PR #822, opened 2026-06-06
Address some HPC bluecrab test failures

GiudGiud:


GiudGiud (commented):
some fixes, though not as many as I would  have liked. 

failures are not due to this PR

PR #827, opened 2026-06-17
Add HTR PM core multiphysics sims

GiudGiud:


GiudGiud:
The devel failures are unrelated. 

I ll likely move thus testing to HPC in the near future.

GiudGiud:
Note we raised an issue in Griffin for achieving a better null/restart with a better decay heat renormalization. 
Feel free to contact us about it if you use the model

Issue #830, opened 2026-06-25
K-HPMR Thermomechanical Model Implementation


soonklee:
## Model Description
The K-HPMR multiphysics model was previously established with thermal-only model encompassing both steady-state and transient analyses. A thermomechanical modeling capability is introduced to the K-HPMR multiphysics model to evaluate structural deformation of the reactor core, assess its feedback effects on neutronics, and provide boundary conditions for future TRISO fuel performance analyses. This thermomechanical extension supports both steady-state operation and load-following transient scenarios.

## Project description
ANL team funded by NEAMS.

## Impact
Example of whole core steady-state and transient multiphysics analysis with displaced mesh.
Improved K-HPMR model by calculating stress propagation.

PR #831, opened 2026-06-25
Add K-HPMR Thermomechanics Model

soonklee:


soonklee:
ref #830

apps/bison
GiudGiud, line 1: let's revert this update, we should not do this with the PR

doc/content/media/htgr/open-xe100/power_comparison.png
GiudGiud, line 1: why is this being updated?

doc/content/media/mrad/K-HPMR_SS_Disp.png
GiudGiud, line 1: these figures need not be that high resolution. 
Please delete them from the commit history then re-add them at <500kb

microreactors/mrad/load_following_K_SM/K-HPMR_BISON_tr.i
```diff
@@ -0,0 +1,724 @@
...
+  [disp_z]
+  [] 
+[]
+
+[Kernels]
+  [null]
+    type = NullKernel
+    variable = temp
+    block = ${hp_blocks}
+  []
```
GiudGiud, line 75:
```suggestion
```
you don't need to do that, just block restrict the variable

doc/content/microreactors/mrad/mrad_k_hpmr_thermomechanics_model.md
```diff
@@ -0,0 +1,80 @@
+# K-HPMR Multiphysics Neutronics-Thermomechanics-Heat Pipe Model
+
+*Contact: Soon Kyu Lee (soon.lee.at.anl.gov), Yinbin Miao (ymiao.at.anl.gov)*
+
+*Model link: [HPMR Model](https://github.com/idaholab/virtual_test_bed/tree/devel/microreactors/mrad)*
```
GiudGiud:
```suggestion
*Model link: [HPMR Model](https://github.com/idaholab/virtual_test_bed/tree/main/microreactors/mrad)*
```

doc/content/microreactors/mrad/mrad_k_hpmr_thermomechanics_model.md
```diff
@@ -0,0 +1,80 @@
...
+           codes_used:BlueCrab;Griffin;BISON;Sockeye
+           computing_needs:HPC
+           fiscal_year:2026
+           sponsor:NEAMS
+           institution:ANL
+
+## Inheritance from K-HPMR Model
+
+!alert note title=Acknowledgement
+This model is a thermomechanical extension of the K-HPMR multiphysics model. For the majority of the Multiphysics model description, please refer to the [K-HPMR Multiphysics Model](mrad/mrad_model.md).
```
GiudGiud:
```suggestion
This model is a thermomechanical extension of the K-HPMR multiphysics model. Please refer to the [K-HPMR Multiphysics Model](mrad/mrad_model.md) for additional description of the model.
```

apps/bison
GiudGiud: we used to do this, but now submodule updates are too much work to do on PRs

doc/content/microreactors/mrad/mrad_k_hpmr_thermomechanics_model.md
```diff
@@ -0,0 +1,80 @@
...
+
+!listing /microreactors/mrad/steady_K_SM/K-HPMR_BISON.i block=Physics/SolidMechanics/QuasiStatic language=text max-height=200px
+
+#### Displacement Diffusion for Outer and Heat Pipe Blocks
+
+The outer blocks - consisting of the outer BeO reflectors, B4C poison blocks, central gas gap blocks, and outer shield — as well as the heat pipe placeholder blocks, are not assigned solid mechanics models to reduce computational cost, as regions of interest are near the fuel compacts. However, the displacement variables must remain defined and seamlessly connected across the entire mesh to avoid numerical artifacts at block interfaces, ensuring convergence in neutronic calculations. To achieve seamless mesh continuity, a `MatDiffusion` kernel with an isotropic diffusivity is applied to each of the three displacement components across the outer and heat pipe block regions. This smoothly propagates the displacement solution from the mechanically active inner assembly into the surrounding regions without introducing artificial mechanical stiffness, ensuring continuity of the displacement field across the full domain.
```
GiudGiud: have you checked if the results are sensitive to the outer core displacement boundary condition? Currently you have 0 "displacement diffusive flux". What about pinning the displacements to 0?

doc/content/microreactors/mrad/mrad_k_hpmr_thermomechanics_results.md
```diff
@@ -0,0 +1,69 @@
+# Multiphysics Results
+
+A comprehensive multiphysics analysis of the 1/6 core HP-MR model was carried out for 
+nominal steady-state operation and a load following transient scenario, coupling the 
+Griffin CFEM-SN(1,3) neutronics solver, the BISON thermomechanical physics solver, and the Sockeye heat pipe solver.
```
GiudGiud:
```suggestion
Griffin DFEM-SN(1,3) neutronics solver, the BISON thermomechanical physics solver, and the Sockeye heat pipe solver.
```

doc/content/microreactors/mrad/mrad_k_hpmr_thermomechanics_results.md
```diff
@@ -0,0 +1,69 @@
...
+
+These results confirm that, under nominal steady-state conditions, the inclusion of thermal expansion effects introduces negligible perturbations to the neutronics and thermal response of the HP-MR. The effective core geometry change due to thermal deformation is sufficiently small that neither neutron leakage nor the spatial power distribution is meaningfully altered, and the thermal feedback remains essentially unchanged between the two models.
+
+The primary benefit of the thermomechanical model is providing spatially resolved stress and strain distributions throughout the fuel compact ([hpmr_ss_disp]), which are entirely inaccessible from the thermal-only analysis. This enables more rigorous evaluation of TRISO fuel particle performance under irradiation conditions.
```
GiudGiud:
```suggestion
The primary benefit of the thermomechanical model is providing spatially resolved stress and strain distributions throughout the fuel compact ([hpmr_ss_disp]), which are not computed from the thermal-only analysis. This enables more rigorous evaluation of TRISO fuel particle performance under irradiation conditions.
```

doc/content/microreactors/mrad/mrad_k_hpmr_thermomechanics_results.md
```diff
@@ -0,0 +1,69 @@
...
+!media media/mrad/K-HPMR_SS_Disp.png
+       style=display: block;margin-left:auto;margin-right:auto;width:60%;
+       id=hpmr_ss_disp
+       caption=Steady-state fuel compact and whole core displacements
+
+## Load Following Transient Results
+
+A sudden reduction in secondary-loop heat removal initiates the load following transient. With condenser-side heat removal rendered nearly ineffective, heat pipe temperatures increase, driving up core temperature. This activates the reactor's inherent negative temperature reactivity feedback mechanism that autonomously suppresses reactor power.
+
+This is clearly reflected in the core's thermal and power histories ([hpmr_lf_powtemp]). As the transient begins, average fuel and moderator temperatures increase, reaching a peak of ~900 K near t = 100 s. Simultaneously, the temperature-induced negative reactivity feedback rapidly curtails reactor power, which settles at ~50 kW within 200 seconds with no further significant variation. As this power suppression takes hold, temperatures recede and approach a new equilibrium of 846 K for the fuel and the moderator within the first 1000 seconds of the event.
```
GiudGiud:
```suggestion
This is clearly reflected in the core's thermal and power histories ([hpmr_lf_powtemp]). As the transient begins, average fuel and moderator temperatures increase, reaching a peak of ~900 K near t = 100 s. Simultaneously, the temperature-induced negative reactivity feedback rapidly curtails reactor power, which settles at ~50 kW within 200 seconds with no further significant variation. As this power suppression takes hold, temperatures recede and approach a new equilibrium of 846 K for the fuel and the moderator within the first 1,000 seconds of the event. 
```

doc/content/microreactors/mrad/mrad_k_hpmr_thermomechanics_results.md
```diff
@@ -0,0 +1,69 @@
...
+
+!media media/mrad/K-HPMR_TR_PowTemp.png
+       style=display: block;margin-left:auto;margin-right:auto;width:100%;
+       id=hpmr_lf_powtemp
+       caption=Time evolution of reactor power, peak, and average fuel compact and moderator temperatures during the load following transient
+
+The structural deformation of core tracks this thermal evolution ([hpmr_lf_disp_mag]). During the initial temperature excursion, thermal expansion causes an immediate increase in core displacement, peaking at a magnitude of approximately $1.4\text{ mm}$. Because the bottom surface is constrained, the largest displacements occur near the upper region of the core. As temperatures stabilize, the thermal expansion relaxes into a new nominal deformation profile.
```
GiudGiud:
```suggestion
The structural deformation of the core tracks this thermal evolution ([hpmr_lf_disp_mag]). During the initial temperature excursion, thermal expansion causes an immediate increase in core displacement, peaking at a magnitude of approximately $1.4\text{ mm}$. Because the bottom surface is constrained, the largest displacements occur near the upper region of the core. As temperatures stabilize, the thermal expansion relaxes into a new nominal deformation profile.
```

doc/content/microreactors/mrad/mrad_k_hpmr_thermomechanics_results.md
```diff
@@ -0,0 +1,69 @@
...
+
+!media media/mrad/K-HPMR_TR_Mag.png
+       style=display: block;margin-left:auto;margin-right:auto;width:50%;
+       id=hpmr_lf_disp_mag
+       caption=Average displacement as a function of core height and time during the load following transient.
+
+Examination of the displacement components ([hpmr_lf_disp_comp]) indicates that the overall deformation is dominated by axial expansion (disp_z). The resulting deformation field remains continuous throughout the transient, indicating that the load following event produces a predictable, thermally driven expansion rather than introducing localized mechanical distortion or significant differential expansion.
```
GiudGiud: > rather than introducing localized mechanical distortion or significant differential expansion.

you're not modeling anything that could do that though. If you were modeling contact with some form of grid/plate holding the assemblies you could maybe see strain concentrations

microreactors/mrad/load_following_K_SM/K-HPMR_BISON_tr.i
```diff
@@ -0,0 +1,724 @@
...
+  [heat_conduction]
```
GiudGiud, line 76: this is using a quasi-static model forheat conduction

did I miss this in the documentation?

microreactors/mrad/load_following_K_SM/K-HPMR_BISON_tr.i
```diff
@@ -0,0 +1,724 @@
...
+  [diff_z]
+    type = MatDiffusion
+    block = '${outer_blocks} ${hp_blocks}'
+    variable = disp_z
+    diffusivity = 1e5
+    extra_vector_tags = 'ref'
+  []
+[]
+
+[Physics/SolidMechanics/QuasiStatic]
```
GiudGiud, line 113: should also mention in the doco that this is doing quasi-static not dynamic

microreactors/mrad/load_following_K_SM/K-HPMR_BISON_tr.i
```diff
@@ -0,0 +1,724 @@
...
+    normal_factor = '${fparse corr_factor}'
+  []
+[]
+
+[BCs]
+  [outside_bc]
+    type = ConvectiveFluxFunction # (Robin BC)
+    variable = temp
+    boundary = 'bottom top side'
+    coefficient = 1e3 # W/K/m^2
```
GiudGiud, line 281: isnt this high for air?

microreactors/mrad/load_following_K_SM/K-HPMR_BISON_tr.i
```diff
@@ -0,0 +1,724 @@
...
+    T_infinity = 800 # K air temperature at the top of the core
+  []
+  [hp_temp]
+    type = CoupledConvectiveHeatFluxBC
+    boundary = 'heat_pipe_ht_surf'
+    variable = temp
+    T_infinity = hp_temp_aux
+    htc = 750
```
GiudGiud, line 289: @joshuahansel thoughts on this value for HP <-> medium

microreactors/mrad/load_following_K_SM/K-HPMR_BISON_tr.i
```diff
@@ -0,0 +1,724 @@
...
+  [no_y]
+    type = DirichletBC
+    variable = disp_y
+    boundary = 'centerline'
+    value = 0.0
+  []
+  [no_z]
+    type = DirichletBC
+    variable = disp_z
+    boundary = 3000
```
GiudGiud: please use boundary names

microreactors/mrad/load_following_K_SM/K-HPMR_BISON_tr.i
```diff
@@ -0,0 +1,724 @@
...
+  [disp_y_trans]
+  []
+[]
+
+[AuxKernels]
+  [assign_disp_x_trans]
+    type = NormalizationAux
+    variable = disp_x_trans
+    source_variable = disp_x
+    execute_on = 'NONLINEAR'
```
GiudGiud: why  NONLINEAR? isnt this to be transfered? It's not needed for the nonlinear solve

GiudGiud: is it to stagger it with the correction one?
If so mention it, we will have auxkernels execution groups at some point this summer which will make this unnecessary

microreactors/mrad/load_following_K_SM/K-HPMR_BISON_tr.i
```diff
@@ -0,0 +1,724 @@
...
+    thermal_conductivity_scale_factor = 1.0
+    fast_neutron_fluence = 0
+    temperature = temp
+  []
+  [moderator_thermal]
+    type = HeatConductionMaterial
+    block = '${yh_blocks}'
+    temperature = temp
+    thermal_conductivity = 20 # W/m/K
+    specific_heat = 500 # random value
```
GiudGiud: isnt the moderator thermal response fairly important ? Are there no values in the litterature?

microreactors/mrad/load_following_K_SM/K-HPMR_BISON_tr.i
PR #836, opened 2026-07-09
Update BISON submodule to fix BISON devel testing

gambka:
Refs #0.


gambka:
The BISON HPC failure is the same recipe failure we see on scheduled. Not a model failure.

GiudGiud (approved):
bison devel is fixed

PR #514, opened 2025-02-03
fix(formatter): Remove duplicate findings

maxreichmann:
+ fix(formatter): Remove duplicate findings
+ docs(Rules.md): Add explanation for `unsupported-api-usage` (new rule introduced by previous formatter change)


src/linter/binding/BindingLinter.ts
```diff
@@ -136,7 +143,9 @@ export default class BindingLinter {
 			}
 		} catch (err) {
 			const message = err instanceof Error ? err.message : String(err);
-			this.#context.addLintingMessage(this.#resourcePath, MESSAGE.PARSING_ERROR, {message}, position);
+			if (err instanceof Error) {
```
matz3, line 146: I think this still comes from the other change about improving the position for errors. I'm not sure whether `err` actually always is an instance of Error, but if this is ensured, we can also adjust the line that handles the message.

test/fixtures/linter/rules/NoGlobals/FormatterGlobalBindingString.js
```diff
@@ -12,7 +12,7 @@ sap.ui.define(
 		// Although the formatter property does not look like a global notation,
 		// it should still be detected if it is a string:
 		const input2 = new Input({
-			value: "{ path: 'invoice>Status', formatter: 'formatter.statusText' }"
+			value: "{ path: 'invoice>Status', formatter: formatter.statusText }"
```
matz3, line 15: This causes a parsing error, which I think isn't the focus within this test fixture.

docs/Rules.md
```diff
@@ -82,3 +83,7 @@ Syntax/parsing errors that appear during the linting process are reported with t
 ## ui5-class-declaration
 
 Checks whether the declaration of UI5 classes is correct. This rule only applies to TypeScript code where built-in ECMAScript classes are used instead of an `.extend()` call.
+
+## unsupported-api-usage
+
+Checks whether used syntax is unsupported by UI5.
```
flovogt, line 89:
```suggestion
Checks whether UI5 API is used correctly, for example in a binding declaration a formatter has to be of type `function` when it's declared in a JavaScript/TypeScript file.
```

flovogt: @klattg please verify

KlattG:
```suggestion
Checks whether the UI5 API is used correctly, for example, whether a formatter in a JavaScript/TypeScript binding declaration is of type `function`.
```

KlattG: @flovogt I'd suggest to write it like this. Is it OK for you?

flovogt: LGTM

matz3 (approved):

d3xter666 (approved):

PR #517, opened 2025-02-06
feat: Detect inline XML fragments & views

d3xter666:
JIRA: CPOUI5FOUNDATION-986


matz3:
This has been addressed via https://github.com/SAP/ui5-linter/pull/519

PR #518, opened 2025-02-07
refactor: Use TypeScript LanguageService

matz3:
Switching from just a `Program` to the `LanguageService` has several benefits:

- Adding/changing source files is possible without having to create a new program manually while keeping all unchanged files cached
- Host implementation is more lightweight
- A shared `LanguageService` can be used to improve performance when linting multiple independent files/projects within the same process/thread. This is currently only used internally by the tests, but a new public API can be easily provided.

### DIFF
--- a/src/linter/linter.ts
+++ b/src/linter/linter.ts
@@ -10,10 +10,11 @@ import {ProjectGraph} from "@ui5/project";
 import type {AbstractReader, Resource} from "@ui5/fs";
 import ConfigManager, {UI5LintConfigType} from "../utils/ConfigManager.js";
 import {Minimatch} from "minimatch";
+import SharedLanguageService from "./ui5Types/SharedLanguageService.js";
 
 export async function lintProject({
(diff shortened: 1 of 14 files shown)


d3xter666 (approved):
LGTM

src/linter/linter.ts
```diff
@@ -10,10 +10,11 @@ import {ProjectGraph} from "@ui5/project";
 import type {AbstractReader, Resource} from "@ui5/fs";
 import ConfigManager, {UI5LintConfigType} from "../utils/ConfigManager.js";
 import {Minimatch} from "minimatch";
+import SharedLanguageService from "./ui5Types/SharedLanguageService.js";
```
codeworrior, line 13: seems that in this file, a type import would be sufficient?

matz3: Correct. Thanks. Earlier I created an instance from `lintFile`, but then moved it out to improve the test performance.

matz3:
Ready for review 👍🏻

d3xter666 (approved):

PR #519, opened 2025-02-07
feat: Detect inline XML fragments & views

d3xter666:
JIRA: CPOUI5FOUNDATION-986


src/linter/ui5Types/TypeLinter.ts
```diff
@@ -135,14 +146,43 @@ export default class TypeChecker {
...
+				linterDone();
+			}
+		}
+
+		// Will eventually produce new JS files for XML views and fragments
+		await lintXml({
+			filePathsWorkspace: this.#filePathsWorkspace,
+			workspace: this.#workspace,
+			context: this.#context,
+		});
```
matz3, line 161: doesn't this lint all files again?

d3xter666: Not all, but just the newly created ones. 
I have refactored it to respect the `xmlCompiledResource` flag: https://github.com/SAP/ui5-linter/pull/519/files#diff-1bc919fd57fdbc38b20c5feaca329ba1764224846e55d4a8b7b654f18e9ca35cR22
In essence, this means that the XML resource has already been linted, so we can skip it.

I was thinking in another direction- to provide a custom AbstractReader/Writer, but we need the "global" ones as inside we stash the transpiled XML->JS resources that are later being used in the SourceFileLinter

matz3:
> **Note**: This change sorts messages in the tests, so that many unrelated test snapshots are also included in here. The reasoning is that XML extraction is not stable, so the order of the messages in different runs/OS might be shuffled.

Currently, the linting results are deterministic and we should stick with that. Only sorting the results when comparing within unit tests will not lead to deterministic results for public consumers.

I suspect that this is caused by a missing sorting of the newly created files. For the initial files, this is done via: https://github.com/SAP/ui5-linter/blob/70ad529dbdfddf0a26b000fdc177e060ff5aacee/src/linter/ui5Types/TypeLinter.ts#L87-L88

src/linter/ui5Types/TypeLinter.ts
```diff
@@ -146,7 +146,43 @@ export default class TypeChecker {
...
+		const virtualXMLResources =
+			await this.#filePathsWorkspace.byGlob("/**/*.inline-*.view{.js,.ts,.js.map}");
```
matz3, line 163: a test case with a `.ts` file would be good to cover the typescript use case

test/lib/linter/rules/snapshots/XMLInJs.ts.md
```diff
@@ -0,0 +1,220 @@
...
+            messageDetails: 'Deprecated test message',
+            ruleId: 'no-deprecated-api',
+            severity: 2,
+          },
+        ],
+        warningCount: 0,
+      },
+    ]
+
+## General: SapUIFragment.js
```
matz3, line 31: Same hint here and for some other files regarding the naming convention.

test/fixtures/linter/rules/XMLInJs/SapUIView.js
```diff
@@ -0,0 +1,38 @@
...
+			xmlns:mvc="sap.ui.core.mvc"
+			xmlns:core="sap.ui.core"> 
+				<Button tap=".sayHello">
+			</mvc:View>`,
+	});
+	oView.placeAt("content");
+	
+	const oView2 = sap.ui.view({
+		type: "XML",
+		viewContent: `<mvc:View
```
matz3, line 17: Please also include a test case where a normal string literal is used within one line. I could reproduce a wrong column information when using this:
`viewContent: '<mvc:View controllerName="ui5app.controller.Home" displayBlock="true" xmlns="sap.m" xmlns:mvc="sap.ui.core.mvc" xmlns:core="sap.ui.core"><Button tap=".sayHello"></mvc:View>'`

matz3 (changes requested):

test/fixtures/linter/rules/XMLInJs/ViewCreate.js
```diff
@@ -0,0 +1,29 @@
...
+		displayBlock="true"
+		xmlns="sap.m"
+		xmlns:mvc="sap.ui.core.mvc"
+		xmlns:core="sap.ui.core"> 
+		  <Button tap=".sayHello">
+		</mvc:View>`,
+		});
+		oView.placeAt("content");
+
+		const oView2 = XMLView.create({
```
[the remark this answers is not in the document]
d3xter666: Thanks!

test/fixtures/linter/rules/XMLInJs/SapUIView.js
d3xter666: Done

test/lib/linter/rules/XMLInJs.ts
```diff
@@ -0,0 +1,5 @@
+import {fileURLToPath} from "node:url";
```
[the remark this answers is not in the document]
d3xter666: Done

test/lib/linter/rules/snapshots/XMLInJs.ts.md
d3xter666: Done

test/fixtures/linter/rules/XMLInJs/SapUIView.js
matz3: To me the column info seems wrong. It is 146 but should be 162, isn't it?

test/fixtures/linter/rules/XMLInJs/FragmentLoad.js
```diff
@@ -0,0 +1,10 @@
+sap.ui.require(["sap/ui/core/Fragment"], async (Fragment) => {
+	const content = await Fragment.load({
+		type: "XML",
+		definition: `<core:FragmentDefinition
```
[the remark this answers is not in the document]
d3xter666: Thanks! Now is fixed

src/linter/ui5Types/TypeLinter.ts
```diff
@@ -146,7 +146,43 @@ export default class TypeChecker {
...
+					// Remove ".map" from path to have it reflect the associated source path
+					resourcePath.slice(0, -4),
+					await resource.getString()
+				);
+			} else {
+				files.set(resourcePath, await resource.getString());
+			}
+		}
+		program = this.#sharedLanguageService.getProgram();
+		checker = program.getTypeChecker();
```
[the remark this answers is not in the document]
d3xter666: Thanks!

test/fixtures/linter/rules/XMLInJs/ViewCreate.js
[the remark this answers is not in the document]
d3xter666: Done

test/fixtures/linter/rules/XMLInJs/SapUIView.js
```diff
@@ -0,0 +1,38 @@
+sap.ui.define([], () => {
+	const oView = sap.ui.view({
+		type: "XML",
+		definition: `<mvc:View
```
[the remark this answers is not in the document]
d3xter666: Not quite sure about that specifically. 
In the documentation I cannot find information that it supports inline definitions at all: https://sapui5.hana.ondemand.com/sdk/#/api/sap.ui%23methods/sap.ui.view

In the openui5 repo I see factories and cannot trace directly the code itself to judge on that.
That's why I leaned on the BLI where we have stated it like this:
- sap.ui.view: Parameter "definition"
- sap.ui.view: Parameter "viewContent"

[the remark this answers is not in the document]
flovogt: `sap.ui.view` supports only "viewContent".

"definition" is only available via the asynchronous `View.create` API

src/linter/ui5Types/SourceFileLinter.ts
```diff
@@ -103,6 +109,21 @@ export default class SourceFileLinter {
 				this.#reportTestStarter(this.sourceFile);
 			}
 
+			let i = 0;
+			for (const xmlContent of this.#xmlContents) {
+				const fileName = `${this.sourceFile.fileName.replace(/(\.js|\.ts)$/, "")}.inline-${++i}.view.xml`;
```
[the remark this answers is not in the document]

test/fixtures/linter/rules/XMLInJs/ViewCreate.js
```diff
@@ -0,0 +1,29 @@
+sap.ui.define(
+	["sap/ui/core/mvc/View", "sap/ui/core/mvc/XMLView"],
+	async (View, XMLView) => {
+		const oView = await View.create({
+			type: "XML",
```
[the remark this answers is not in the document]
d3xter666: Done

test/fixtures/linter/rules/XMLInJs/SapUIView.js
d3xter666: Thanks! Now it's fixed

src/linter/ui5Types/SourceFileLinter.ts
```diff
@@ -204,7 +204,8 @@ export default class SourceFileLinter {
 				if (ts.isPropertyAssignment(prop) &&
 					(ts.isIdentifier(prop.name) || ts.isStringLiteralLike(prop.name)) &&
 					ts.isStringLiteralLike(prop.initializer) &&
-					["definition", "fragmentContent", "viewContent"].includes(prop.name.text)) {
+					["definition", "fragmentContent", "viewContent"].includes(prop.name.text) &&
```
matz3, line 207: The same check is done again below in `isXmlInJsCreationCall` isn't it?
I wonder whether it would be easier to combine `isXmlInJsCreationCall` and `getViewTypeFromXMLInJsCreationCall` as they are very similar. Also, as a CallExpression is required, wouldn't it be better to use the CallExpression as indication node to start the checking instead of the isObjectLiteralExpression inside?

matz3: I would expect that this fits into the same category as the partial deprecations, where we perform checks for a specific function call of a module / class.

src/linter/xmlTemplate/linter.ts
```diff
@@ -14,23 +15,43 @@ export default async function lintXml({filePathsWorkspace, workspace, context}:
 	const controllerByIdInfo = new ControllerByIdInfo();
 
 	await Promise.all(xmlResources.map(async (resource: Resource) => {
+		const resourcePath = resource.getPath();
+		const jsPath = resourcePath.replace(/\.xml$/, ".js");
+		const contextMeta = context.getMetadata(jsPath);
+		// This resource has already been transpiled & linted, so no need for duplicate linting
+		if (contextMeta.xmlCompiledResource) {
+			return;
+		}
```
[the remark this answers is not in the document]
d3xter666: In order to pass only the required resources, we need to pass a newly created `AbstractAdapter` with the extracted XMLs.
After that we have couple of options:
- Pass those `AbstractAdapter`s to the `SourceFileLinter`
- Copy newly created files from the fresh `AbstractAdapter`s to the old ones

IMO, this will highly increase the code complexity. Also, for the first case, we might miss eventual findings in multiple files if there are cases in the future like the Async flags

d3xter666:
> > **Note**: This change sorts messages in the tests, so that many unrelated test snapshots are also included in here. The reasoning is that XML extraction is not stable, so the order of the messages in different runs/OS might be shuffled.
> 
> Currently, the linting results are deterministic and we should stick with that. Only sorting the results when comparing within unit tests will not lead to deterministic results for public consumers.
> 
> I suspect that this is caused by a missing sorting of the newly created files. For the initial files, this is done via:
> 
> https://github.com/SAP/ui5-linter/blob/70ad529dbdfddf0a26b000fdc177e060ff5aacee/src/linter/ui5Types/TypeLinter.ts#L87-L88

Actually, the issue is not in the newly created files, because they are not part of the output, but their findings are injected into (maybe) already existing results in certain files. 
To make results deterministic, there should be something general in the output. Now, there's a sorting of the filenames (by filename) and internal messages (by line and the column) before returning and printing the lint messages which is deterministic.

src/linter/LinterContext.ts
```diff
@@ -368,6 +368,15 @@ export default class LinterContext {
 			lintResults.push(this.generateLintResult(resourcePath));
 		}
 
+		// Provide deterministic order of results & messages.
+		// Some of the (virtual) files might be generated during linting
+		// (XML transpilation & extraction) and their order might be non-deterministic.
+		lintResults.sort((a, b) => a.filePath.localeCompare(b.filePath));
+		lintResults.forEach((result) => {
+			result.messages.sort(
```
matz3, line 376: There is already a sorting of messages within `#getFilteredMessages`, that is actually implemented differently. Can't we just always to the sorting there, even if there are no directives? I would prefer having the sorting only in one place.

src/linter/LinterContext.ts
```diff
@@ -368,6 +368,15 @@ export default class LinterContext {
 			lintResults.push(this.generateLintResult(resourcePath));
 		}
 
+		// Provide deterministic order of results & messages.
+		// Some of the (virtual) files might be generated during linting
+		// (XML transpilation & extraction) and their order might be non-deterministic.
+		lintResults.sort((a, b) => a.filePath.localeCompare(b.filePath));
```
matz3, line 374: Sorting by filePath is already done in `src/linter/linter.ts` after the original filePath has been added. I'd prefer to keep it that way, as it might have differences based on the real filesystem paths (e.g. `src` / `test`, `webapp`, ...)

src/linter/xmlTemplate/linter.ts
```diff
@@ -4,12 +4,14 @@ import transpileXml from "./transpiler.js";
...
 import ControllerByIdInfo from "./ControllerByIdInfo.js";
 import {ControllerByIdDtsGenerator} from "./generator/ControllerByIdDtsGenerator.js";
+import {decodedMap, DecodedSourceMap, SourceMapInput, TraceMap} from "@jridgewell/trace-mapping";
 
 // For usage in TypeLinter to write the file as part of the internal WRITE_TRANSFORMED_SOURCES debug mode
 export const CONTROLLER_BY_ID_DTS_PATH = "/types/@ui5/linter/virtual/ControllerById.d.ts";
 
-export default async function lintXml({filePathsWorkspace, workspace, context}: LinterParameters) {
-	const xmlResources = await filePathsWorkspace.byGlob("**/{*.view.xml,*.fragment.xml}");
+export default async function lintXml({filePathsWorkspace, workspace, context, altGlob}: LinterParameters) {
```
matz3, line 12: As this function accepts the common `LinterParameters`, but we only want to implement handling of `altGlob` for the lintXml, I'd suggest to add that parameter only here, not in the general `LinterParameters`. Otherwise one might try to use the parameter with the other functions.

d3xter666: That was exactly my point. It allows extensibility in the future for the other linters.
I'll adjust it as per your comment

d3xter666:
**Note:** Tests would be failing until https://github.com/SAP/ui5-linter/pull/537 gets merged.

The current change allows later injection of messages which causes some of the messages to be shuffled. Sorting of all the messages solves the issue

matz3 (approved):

───

- _Goal of the exercise_
The reply should hold only the lines from the first line of the listing above through the line with "GiudGiud, line 1: let's", each copied exactly.

- _Your response_
PR #822, opened 2026-06-06
Address some HPC bluecrab test failures

GiudGiud:


GiudGiud (commented):
some fixes, though not as many as I would  have liked. 

failures are not due to this PR

PR #827, opened 2026-06-17
Add HTR PM core multiphysics sims

GiudGiud:


GiudGiud:
The devel failures are unrelated. 

I ll likely move thus testing to HPC in the near future.

GiudGiud:
Note we raised an issue in Griffin for achieving a better null/restart with a better decay heat renormalization. 
Feel free to contact us about it if you use the model

Issue #830, opened 2026-06-25
K-HPMR Thermomechanical Model Implementation


soonklee:
## Model Description
The K-HPMR multiphysics model was previously established with thermal-only model encompassing both steady-state and transient analyses. A thermomechanical modeling capability is introduced to the K-HPMR multiphysics model to evaluate structural deformation of the reactor core, assess its feedback effects on neutronics, and provide boundary conditions for future TRISO fuel performance analyses. This thermomechanical extension supports both steady-state operation and load-following transient scenarios.

## Project description
ANL team funded by NEAMS.

## Impact
Example of whole core steady-state and transient multiphysics analysis with displaced mesh.
Improved K-HPMR model by calculating stress propagation.

PR #831, opened 2026-06-25
Add K-HPMR Thermomechanics Model

soonklee:


soonklee:
ref #830

apps/bison
GiudGiud, line 1: let's revert this update, we should not do this with the PR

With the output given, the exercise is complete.